They will play another Egg Bowl in Starkville Thursday night. Not that much – other than pride – is at stake, and, frankly, that’s the way it has been in most of the 113 previous clashes between Mississippi State and Ole Miss.
Yes, State could achieve its sixth victory – against six defeats – and therefore qualify for a minor bowl berth. Ole Miss, 4-7 coming into this one, will play strictly for pride.
Certainly there have been infrequent Egg Bowls when a New Year’s bowl was on the line, and there have even been years when one or the other had a chance at winning a conference or division championship. Sadly, those years have been few and far between. Mississippians mostly have watched with envy as the likes of Alabama, Auburn, LSU, Tennessee, Georgia and Florida have played for championships.

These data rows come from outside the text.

Issue #6189, opened 2026-03-05
Cycle 2026.2: Surfacing our work in LLMs


rakyi:
_We want to improve how our work surfaces in answers given by LLMs._

## Motivation

- Minimize LLMs using our data incorrectly and/or attributing us incorrectly
- Increase the quality, availability, and level of detail of LLM responses for topics we have data for
- Surface data provenance in chats

## Proposed scope

Design and run experiments on data pages to improve how OWID appears in LLM answers. We are focusing on inference, not pretraining.

**Must do**

- [x] Choose data pages to use for interventions     
- [x] Get a sense of baseline by running experiments without interventions first
  - In web interfaces (ChatGPT, Claude)
  - In coding agents (Codex, Claude)
    - With and without custom agent skills (optional)
- [x] Implement the interventions and compare the results
- [x] Check if chat surfaces are willing to use query params when instructed (could be a data exfiltration risk)
  - Both ChatGTP and Claude know and will use our query params, but they can make mistakes/hallucinate and clicking the link asks the user for confirmation, saying the URL might not be safe

Interventions:

- [x] Add instructions for how to download the data/metadata
- [ ] Add instructions for how to download the graph as an image and/or make sure the image is present
- [ ] Add instructions for how to use search to find more data
- [ ] Create a Markdown/txt version of the data page with inline data
  - This could use query params to configure the data table
  - Link to the page in HTML

**Could do**

- [ ] Try JSON-LD with a dataset metadata, which would include data download URLs

**Won't do**

- Embed the data directly in the HTML
  - This would likely make the pages too big

## Technical notes

We recently enabled Markdown for Agents in Cloudflare which might help, but likely only with token efficiency/performance.

PR #6312, opened 2026-04-02
Improve no-JS multi-dim data page

rakyi:
Include a fallback image and the metadata section for the default multi-dim view.

I added dynamic rewriting of the baked download URLs similar to what we do for images, to make sure the image and the URL match. I'm not happy about how hacky it is, and it's increasing our worker CPU usage, but it felt important enough to no confuse humans and especially LLMs. Curious what you think.

Part of #6189

## Testing guidance

You can try disabling JS on multi-dim data pages with various query params.

- [ ] Does the change work in the archive?
  - It does not, archive is out of scope

### DIFF
--- a/functions/_common/grapherTools.ts
+++ b/functions/_common/grapherTools.ts
@@ -1,19 +1,25 @@
 import * as _ from "lodash-es"
 import {
+    CsvDownloadType,
+    type DataDownloadContextBase,
     generateGrapherImageSrcSet,
+    getDownloadUrl,
     Grapher,
     GrapherState,
     loadCatalogData,
 } from "@ourworldindata/grapher"
 import {
+    type DownloadRewriteTarget,
     GrapherInterface,
     MultiDimDataPageConfigEnriched,
     R2GrapherConfigDirectory,
     AdditionalGrapherDataFetchFn,
+    GRAPHER_QUERY_PARAM_KEYS,
 } from "@ourworldindata/types"
 import {
     excludeUndefined,
     Bounds,
+    makeDownloadCodeExamples,
     searchParamsToMultiDimView,
 } from "@ourworldindata/utils"
 import { StatusError } from "itty-router"
@@ -359,6 +365,7 @@ export function rewriteMetaTags(
     let origin = ""
 
     const thumbnailUrl = `${url.pathname}.png${url.search}`
+    const downloadCtxBase = getDownloadContextBase(url)
 
     const rewriter = new HTMLRewriter()
         .on("picture[data-owid-populate-url-params] source", {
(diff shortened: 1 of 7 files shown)


marcelgerber:
@codex review

functions/_common/grapherTools.ts
```diff
@@ -400,10 +406,96 @@ export function rewriteMetaTags(
...
+        ...downloadCtxBase,
+        csvDownloadType: CsvDownloadType.Full,
+        shortColNames: false,
+    })
+    const metadataUrl = getDownloadUrl("metadata.json", {
+        ...downloadCtxBase,
+        csvDownloadType: CsvDownloadType.Full,
+        shortColNames: false,
+    })
+    const codeExamples = makeDownloadCodeExamples(csvUrl, metadataUrl)
```
marcelgerber, line 468: In theory, we could also include a `<span data-owid-download-url-target>` **inside** the code example block, and then only replace the span content rather than the whole code example. Doesn't make a massive difference, but maybe it's a bit nicer and makes the CF code a bit cleaner (or at least doing a bit less)?

Example:
```html
<code class="wp-code-snippet__code">
=IMPORTDATA("<span data-owid-download-url-target="api-csv">https://multi-dim-no-js.owid.pages.dev/grapher/vaccination-coverage-who-unicef.csv?v=1&amp;csvType=full&amp;useColumnShortNames=false&amp;metric=coverage&amp;antigen=comparison&amp;x=1</span>")
</code>
```

functions/_common/grapherTools.ts
```diff
@@ -400,10 +406,96 @@ export function rewriteMetaTags(
...
+    return {
+        slug: url.pathname.split("/").at(-1) ?? "",
+        searchParams,
+        externalSearchParams,
+        baseUrl: `${url.origin}${url.pathname}`,
+    }
+}
+
+function getRewrittenDownloadUrl(
+    target: string,
```
marcelgerber: Could we make target a shared union type between the functions code and the data page code?

functions/_common/grapherTools.ts
```diff
@@ -400,10 +406,96 @@ export function rewriteMetaTags(
...
 
     return rewriter.transform(page)
 }
 
+export function getDownloadContextBase(url: URL): DataDownloadContextBase {
+    const searchParams = new URLSearchParams(url.searchParams)
+    const externalSearchParams = new URLSearchParams()
+    const grapherQueryParamKeys = new Set<string>(GRAPHER_QUERY_PARAM_KEYS)
+
+    for (const [key, value] of url.searchParams.entries()) {
```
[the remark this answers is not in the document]
rakyi: It's not worth it to fetch a multi-dim config just to avoid this edge case.

functions/_common/grapherTools.ts
rakyi: True, but I don't feel it's worth the additional complexity. Concatenating strings should be fast enough.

But there was that one year – long, long ago – when both the Southeastern Conference championship and New Year’s Day bowl bids were at stake. There was that one glorious year when both teams had Hall of Fame coaches and so many all-star players – players named Blondy (Black) and Spook (Murphy) and Bird Dog (Grove) and Wobble (Davidson) and Junie (Hovious) and Merle (Hapes). There was that one, solitary year when if State won, the Bulldogs were SEC champions and if Ole Miss won, the Rebels were SEC champs.
That year was 1941 and the game was in Oxford where then-Hemingway Stadium had a capacity of 28,000 and not a seat was empty. Harry Mehre, who had played under Knute Rockne at Notre Dame, was the Ole Miss coach. Allyn McKeen, who had played under Gen. Bob Neyland at Tennessee, was the head coach at State. Both were masters of their craft.
The date was Nov. 29, 1941. William Winter, the future governor, covered the game for the Ole Miss newspaper, The Mississippian. Purser Hewitt covered it for The Clarion-Ledger.
Hewitt described the scene in the next day’s Ledger:
Twenty-eight thousand they called it here today, as the annual Rebel-Maroon classic lived up to its recent reputation of breaking Mississippi sports attendance records each November.
They were all over the place having overrun the seats long before kickoff. We could tell as we flew up this morning in that sleek red airplane of Quarterback Bob Sanders that the crowd expectations would not fall short of actualities.
From Grenada north the highway was as thickly populated with cars as that West Capitol stretch just west of Gallatin every time we are in a hurry to get to town, and at Oxford, the beautiful campus was overrun with gas buggies from every county in the Magnolia State…
That prose was on the front of the sports section, which also included Hewitt’s exhaustive play-by-play account. That’s right: Every play of the the entire contest was described in detail.
But you didn’t have to wait to get to the sports section. On the front page of the newspaper, the banner headline blared: “As Japs Boil, FDR Fears War in Year” – and just below that was this headline: “Moates’ Quarterback Sneak is Telling Blow in State’s 71-yard Drive for Victory.”
Wrote Hewitt in his Page 1 lede: With an Orange Bowl invitation in the pocket of Miami’s Jack Baldwin, ready to be handed to them, the Ole Miss Rebels saw their hopes smashed by a fighting Mississippi State team that won a 6 to 0 victory before 28,000 fans.
Hewitt went on to describe how State’s Jennings Moates scored the game’s only points in the second quarter on a 38-yard quarterback sneak. Apparently, most of the Ole Miss defense went to the right where speedy tailback Spook Murphy was headed. Moates, however, took the snap and went off his left guard and sped untouched into the end zone.
And I know this will shock you: There was controversy that day 78 years ago.
That’s because, in the fourth quarter, Ray Terrell of Ole Miss appeared to score the tying touchdown after catching a pass from Hovious at near midfield and then racing into the end zone.
Hewitt described the play like this: The biggest play for Ole Miss came in the midst of the final period when Hovious completed a pass to Terrell from the Reb 29 to midfield, and rambling Ray reversed his field and ran for an apparent touchdown, but the head linesman ruled he had stepped on the sideline at the State 47, and he was recalled, of course, to that spot.
It happened right in front of the Ole Miss bench and the Rebels protested mightily, which brings to mind this question: Has there ever been an Egg Bowl without some controversy or at least a good fistfight?
So the dream season for Ole Miss ended that day in Oxford. State, meanwhile, played the next Saturday, Dec. 6, 1941, defeating San Francisco at San Francisco 26-13 and then waited to see where the Bulldogs would go bowling.
They would not. You know what happened the next day. Japan bombed Pearl Harbor. There would be no bowl. Many of those 1941 Bulldogs and Rebels headed off to fight a war. Many would lose their lives.
In remembering the 1941 game, Gov. Winter once told me, “It was a sad day for my Ole Miss Rebels, but it was a great day for Mississippi football. Oh man, what a day it was…”
But Governor, I asked, did Ray Terrell really step out of bounds?
Replied Gov. Winter, “Well I sure didn’t think so.”